O Casado popped up with a Belo Horizonte street address and little else.

“No website?” I said.

“Not according to Google,” Bree said.

My cell phone buzzed with a text from Ned Mahoney: I’m picking you up in five. Big break in the Judge Franklin case!

“Gotta go,” I told Bree and Sampson.

I took my coat from the front closet as my wife called to me, “What’s the name of the Brazilian company that owned the Circle M Ranch in Colorado?”

“Haven’t looked yet!” I bellowed back, taking my service weapon from the lockbox.

“It’s okay, Alex,” Sampson called. “I know it.”

In the kitchen, Bree frowned. “You do?”

Sampson nodded. “Circle M was owned by Melhor Ranch and Cattle Company, Belo Horizonte, Brazil.”

She used Google Translate and soon had a listing up on the screen similar to the one for O Casado. “Again, all we have is a street address.”

“Type it in,” John said, coming around to see her screen. “Then the other one. Let’s see them on a map.”

Bree called up Google Maps and soon had the two addresses on the screen, each marked by a glowing yellow pin.

“They’re on the same block,” she said.

Sampson nodded. “Right around the corner from each other.”

“It’s the same operation, different doors.”

“Or they’re just shell companies, designed to hide the identity of the real owners.”

“Like I said, the same operation. We just need to prove it, find the common denominator.”

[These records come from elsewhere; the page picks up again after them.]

PR #196, opened 2026-08-15
fix(client): read bare OpenCode 2 response bodies

### LINKED ISSUE #195: Cannot create a new session on OpenCode 2 backend: "Cannot read properties of undefined (reading 'directory')"
## Summary

Creating a new session against an OpenCode 2 backend fails with `Cannot read properties of undefined (reading 'directory')`. The same error surfaces in the new-session folder picker and in the create-session flow when a project directory is selected.

## Root cause

`GET /api/location` on the v2 server answers **bare** — `{"directory": "...", "project": {...}}` — without the `{ data, location?, cursor? }` envelope every other v2 route used by this client returns. `opencode2Api.loadPath` unwrapped `.data` and then read `.directory`, which threw on `undefined`.

Two sibling routes share the mismatch and silently degrade instead of crashing:

- `GET /api/health` (bare) — the connection test loses `version`
- `GET /api/project/current` (bare) — the project dashboard resolves empty

Verified against the live v2 server (`v0.0.0-next-17444`): all other endpoints the OpenCode 2 client calls (`/api/session*`, `/api/model*`, `/api/vcs*`, `/api/agent`, `/api/command`, `/api/skill`, `/api/form/request`) are properly enveloped.

## Reproduction

1. Add an OpenCode 2 server in Settings and test the connection.
2. Open the new-session folder picker, or create a session in a project directory.

## Fix

`web/src/opencode2-client.ts` now reads the raw body for the three bare-response routes. See the linked PR.

nitsuga:
## Summary

Fixes #195 — creating a new session on the OpenCode 2 backend crashed with `Cannot read properties of undefined (reading 'directory')`.

## Root cause

`GET /api/location` answers **bare** (`{"directory": ..., "project": ...}`) without the `{ data, location?, cursor? }` envelope the v2 client assumed for every route. `opencode2Api.loadPath` unwrapped `.data` and then read `.directory`, throwing on `undefined` — the folder picker and the create-session flow both call it.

Sampson started studying all the recent news about Malcomb’s data-mining firm, Paladin, and Bree searched for ownership records of the cattle companies in Brazil and their ranches in the United States.

Twenty minutes later, John said, “ Wall Street Journal says that since Paladin is held privately and Malcomb was one of the primary stockholders, we won’t know for months how big a blow his death is to the value of the company, though all of the analysts contacted believe it will be significant.”

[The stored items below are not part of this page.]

PR #201, opened 2026-08-16
perf(bridge): trim common prefix before LCS merge replay

Baylar55:
`mergeReplay` built a full `(n+1)×(m+1)` Uint32Array LCS table on every ACP replay — on multi-thousand-message sessions that's tens of MB of transient allocation and the hot spot of a session load.

- Trim the shared prefix before running LCS, so the table covers only the divergent middle.
- Short-circuit the common append-only replay case (`previous` fully contained in `replayed`) to O(n) with no table at all.
- Signature matching stays cache-free — `messageSignature` computes signatures fresh on every merge, so messages mutated in place during streaming can never be compared against a stale signature. (Correction: an earlier revision of this description claimed the patch removed a cross-call signature cache; no such cache ever existed, in this patch or on `main` — the bullet was a leftover from an early draft.)
- Add a regression test for in-place mutation and a seeded differential test that proves the trimmed merge is identical to the previous full-matrix implementation.

All 93 bridge tests pass.

### DIFF
--- a/bridge/src/acp-service.js
+++ b/bridge/src/acp-service.js
@@ -73,39 +73,61 @@ function semanticHistorySignature(messages) {
   })))
 }
 
-function mergeReplay(previous, replayed) {
+/** Exported for testing only. */
+export function mergeReplay(previous, replayed) {
   if (previous.length === 0) return replayed
   if (replayed.length === 0) return previous
   const left = previous.map(messageSignature)
   const right = replayed.map(messageSignature)
-  const common = Array.from({ length: left.length + 1 }, () => new Uint32Array(right.length + 1))
-  for (let leftIndex = left.length - 1; leftIndex >= 0; leftIndex -= 1) {
-    for (let rightIndex = right.length - 1; rightIndex >= 0; rightIndex -= 1) {
-      common[leftIndex][rightIndex] = left[leftIndex] === right[rightIndex]
+
+  let prefix = 0
+  const maxPrefix = Math.min(previous.length, replayed.length)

Bree looked up. “Malcomb was the brains. How do they continue to innovate without him?”

“That’s the big question,” John said. “Anything at your end of the table?”

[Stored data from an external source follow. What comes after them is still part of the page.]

PR #512, opened 2026-09-15
fix(opencode): reconcile Session rail lifecycle after navigation

giuliastro:
## Problem

A real OpenCode regression exists in the Session rail:

1. Session A is Working.
2. The user opens Session B before A finishes.
3. A completes normally, but its rail row can remain Working indefinitely.
4. Reopening A immediately shows the completed reply and changes the row to Ready.

The stale presentation bridge introduced by `fc851bbd` is still needed to prevent a false Working ↔ Ready flicker across navigation, so simply clearing `presentationOverrides` would reintroduce the original defect.

## Root cause

The workspace live stream refreshes machine discovery, but Session lifecycle is not part of `/v1/machine`. `reuseList()` therefore correctly preserves structurally identical runtime identity, which means `NativeSessionHome` can keep the same `sources` identity and not re-read the Session index after a background turn completes.

OpenCode lifecycle events and `/session/status` are also separate reads, so an idle edge can briefly arrive before the lightweight status endpoint has converged.

## Fix

- publish a client-side Session-index invalidation revision only for bounded lifecycle events;
- keep token chunks (`message.part.delta`) out of global Session discovery;
- on the stable 3.0 shell, make the next structural workspace reconciliation publish one fresh list identity after such an out-of-band invalidation, without changing `MachineSnapshot`, server config, or daemon payloads;
- preserve fresh streamed `session.status` / `session.idle` for a bounded 15s grace window so a just-observed idle edge beats a briefly stale `busy` read;
- clear transient stream authority and invalidate discovery on reconnect;
- keep the existing `presentationOverrides` bridge and 30s discovery fallback.

## Safety boundaries

This does **not** change:

- the public `/v1/machine` / `MachineSnapshot` contract;
- OpenCode prompt/Send routing;
- the #351 rule that ordinary idle/pre-Send OpenCode must not depend on `/session/status`;
- transcript reconciliation or reply-settle semantics;
- Stop behavior;
- ACP writer ownership;
- polling cadence.

The live status override is bounded; durable Session discovery becomes authoritative again after the grace window.

## Regression coverage

Executable coverage proves:

- token chunks preserve structurally identical workspace sources;
- a Session lifecycle edge forces exactly the next stable workspace reconciliation to publish fresh sources;
- the invalidation subscriber observes the already-updated streamed status;
- OpenCode `session.status` normalization preserves `busy`/`idle`;
- a fresh streamed `idle` beats a briefly stale `busy` read;
- live status authority expires rather than pinning a row forever;
- reconnect clears transient status authority and invalidates Session discovery;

“I found the Double T Ranch in public property listings filed in Reno,” she said, returning her attention to the screen. “Says here the agent of record at the sale nine years ago was a Reno attorney named Glenn Star.”

“Give him a call.”

Bree ran a search on him and sighed. “He’s dead.”

“How long ago?”

“Wait a second—it says here his body was found in a fleabag motel in Lockwood, Nevada; he was naked, and he’d been shot in the head. His wallet and car keys were gone.”

“So some traveling hooker rolled him,” Sampson said.

“Or her pimp,” Bree said, nodding.

On a whim, she went to Colorado property records and found the ranch outside Durango where there’d been a firefight between the Alejandro cartel and Maestro operators. It took her a while, but she located the ranch sale documents on file in La Plata County.

Similar to the transfer in ownership in Nevada, the shell company in Brazil had been represented by an agent, in this case Delores Raye, an attorney in Durango.

She googled the lawyer and whistled.

“What do you got?” Sampson asked.

“The attorney representing the Melhor Ranch and Cattle Company in the purchase of the Circle M was kidnapped, raped, and murdered fourteen months after the deal closed.”